Climate-driven changes in habitat have an immediate effect on mariculture and the industry of seaweed. The future cultivation center of Pyropia was predicted to exhibit poleward and offshore shifts in the 2050s under climate change, especially sea surface temperature change [7]. Expansion of Pyropia farming northward and offshore is not simply a prediction, but a current cultivation practice in China. In the present study, the haplotype diversity of DNA barcoding and intronic-ORF structure of mtDNA genes both showed that the cultivated P. yezoensis in JS had higher genetic diversity than those in the north. However, based on the intronic-ORF structure, the northern specimens shared 35.3% of genotypes with JS specimens, indicating that the cultivated P. yezoensis were expanding their cultivation ranges along with north migration. Even with lower genetic diversity, the northern coast of cultivation had already developed 17.6% of site-specific specimens. Although we did not assess the direct impact of global climatic change on intraspecific genetic variation using ecological methods [44,45], the genetic diversity of cultivated P. yezoensis was affected by changing the cultivation location and seedlings. However, the seedlings for the northern coast were mainly prepared using a traditional selective breeding method by seedling producers, which partly led to instability in quantification in the northern cultivation of P. yezoensis. Based on the data from Jiangsu Nori Associate, the trading prices of northern P. yezoensis were 16.4% and 10.7% lower than those of the south in 2021 and 2022. With the migration to the north, different sea surface temperatures and solar light intensity conditions for Pyropia cultivation were present, leading to phenomena such as photoinhibition which usually occurs in SD [46]. However, there were only two certified new varieties of P. yezoensis in China (Sutong No.1 and No.2), which were more suitable to those cultivated in JS. So, more cultivars or varieties of P. yezoensis need to be developed to adapt to the cultivation environments of the northern coast.
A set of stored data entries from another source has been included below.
PR #349, opened 2024-01-16
Allow empty hash for cleaner default URLs on the home screen

camillobruni:
This makes sure we don't have to add `#home` by default.

### DIFF
--- a/resources/main.mjs
+++ b/resources/main.mjs
@@ -348,9 +348,15 @@ class MainBenchmarkClient {
     }
 
     _setLocationHash(hash) {
-        if (hash === "#home")
-            hash = "";
-        window.location.hash = hash;
+        if (hash === "#home" || hash === "")
+            this._removeLocationHash();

4.4. The Genetic Diversity of P. yezoensis in Northwest Pacific

In the present study, the haplotype and nucleotide diversity index of the cox1 gene showed that the cultivated P. yezoensis in China had higher genetic diversity than in Korea and Japan. However, the haplotype and nucleotide diversity index of the rbcL gene had greater diversity in Korea, followed by China and Japan. Based on the intronic-ORF structure of the rnl and cox1 regions, the haplotype diversity of Chinese and Korean specimens had much higher genetic diversity than those from Japan, which had only one haplotype. These results indicate that cultivated P. yezoensis from China and Korea have more genetic diversity than those from Japan. The cultivation resources of P. yezoensis had the same haplotype as Korean specimens (H3), and also Japanese specimens (H11). The Korean strain (H3) was widely cultivated in SD and JS (LYG, YC, NT). And the Japanese strain (H11), P. yezoensis f. narawaensis, was also cultivated in SD and the north of JS (LYG). These results show that the cultivation resource in China is genetically diverse. In China, the fisherman bought conchocelis germplasm of P. yezoensis from different seedling producers, including some imported from Korea and Japan. Niwa et al. (2008, 2009) reported the presence of three genotypes in 13 Japanese aquaculture strains of P. yezoensis, 11 of which strains had one genotype in common with P. yezoensis f. narawaensis [10,47]. Moreover, the diversity of chloroplast and mitochondrial genomes of P. yezoensis was lower in Japan than in China [48]. However, Japan had more registered cultivars of P. yezoensis than Korea and China. A total of 13 cultivars of P. yezoensis have been registered in Japan, and many cultivars are managed by seedling producers, which have already been in application [49]. Most of the Japanese cultivars were P. yezoensis f. narawaensis, which was selected in the 1960s and then subjected to selective breeding and provided large-sized, high-yielding cultivars for Japanese Pyropia aquaculture [49]. This explains why cultivated P. yezoensis in Japan had the lowest genetic diversity. Although the expansion of geographical sampling significantly increased intraspecific variation and genetic impact, the data from the present study offer a preliminary framework for future strain breeding of Pyropia in the Northwest Pacific.
However, the molecular markers for genetic diversity and genetic structure inferences still have limitations. Rapid progress in high-throughput sequencing technologies has provided an opportunity to infer genome-wide information, which provides thousands of genetic markers. Therefore, the detection of genome-wide markers needs to be analyzed, which can contribute to more targeted breeding efforts for Pyropia cultivation under climate change.

Author Contributions

Conceptualization, Y.D.; methodology, G.H. and L.W.; validation, G.X.; formal analysis, C.H.; data curation, G.H. and C.T.; writing—original draft preparation, Y.D.; writing—review and editing, Y.D. and W.Z.; funding acquisition, Y.D. and C.H. All authors have read and agreed to the published version of the manuscript.

Funding

This research was funded by the Jiangsu Seed Industry Revitalization Project [grant number JBGS [2021]033], the National Natural Science Foundation of China [grant number 42206134], the National Key R&D Program of China [grant number 2023YFD2400102], and the Nantong Science and Technology Projects [grant number JC2023030, JC12022085].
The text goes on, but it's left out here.